La caduta accidentale interrompere il collegamento causale tra cosa e danno ed esclude la responsabilità del personale medico per mancata vigilanza.

Lo ha affermato la Corte di Cassazione con la sentenza n. 14056/13, depositata il 4 giugno scorso. Il caso. Un uomo, già ricoverato in ospedale per una patologia renale, cadeva accidentalmente presso la stessa struttura, riportando una frattura alla gamba destra. Pertanto, chiedeva il risarcimento dei danni subiti sia a titolo di responsabilità extracontrattuale che per pretesa omissione di controllo e vigilanza del personale, nonché per mancata tempestiva diagnosi della riportata frattura da parte dei medici. Risarcimento che, però, non viene riconosciuto in nessuno dei due gradi del giudizio di merito e, per questo, il danneggiato si rivolge ai giudici di Cassazione. Il pavimento era bagnato?
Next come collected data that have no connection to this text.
PR #434, opened 2024-10-28
Not strictly NFC cleanups toward being lint-clean

jberdine:


sql/ts/src/skdb_skdb.ts
```diff
@@ -318,7 +318,15 @@ class LinksImpl implements Links, ToWasm {
...
-      this.stream = stream as 0 | 1 | 2;
+      switch (stream) {
+        case 0:
+        case 1:
+        case 2:
+          this.stream = stream;
+          break;
+        default:
+          throw new Error(`Invalid stream ${stream}`);
+      }
```
jberdine: This breaks the tests. I'm investigating. `as` is really evil.

jberdine: Fixed now

sql/ts/src/skdb_skdb.ts
```diff
@@ -318,7 +318,16 @@ class LinksImpl implements Links, ToWasm {
...
+      switch (stream) {
+        case 0:
+        case 1:
+        case 2:
+        case 3:
+          this.stream = stream;
+          break;
+        default:
+          throw new Error(`Invalid stream ${stream}`);
+      }
```
jberdine, line 330: I made this change because the `as 0 | 1 | 2` was not ensured just from local code, and in fact the tests showed that `3` is also needed.

sql/ts/src/skdb_skdb.ts
```diff
@@ -207,13 +207,13 @@ class LinksImpl implements Links, ToWasm {
...
   private objectIdx: number;
-  private stream: 0 | 1 | 2;
+  private stream: 0 | 1 | 2 | 3;
   private object: Record<string, any>;
   private stdout_objects: [
     Record<string, any>[],
     Record<string, any>[],
     Record<string, any>[],
-    [] | [{ tick: number }],
+    Record<string, any>[],
```
jberdine, line 216: This change is needed for `SKIP_push_object` to type-check.

sql/ts/src/skdb_skdb.ts
```diff
@@ -472,7 +481,9 @@ class LinksImpl implements Links, ToWasm {
           const rows = new SKDBTable(...this.stdout_objects[0]);
           const added = new SKDBTable(...this.stdout_objects[1]);
           const removed = new SKDBTable(...this.stdout_objects[2]);
-          const tick = this.stdout_objects[3][0]?.tick;
+          const tick = (
+            this.stdout_objects[3][0] as { tick: number } | undefined
+          )?.tick;
```
jberdine, line 486: This change is required by the change to the type of `stdout_objects[3]` above. I'm not sure there isn't a better way to resolve the non-uniformity of the types of the different streams, but it was more involved to move the non-uniform code from here to `SKIP_push_object`.

jberdine (commented):
There are several commits in this PR that remove tests that the linter thinks are constant due to various types not allowing null/undefined/any other falsy value. I have looked at each case, but it would be good if someone was to make a second sanity check of those commits.

bennostein:
Only weirdness that jumps out from all of the removed tests for types that don't admit falsy values: `this.env` is treated as nullable in [686c13c](https://github.com/SkipLabs/skip/pull/434/commits/686c13cbc5bc3bb361d8e63123eac7a3c7b4844c) but non-nullable in [0468491](https://github.com/SkipLabs/skip/pull/434/commits/04684919c04e2d5d8f367306db334e9d78f40630) -- should maybe keep the nullability check in [0468491](https://github.com/SkipLabs/skip/pull/434/commits/04684919c04e2d5d8f367306db334e9d78f40630)?

All looks good otherwise!

jberdine:
Thanks for looking!

> Only weirdness that jumps out from all of the removed tests for types that don't admit falsy values: `this.env` is treated as nullable in [686c13c](https://github.com/SkipLabs/skip/pull/434/commits/686c13cbc5bc3bb361d8e63123eac7a3c7b4844c) but non-nullable in [0468491](https://github.com/SkipLabs/skip/pull/434/commits/04684919c04e2d5d8f367306db334e9d78f40630) -- should maybe keep the nullability check in [0468491](https://github.com/SkipLabs/skip/pull/434/commits/04684919c04e2d5d8f367306db334e9d78f40630)?

In sk_runtime ([686c13c](https://github.com/SkipLabs/skip/pull/434/commits/686c13cbc5bc3bb361d8e63123eac7a3c7b4844c)) `env` is declared:
```
  env: Environment | undefined;
```
while in sk_types ([0468491](https://github.com/SkipLabs/skip/pull/434/commits/04684919c04e2d5d8f367306db334e9d78f40630)) `env` is declared:
```
  private env: Environment;
```
which is the origin of that oddity AFAIU.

Ma i Supremi Giudici ritengono privo di fondamento ogni motivo di ricorso. In particolare, è stata correttamente esclusa – secondo la S.C. - ogni colpa professionale, ogni concorso di responsabilità degli operatori, riconoscendo l’accidentalità della caduta, come causa del danno riportato, ossia – precisano ulteriormente gli Ermellini - ritenendo la caduta come fatto idoneo ad interrompere il collegamento causale tra cosa e danno, in quanto la colpa funge da limite all’oggettiva affermazione della responsabilità, una volta accettata la relazione causale tra la condotta e l’evento .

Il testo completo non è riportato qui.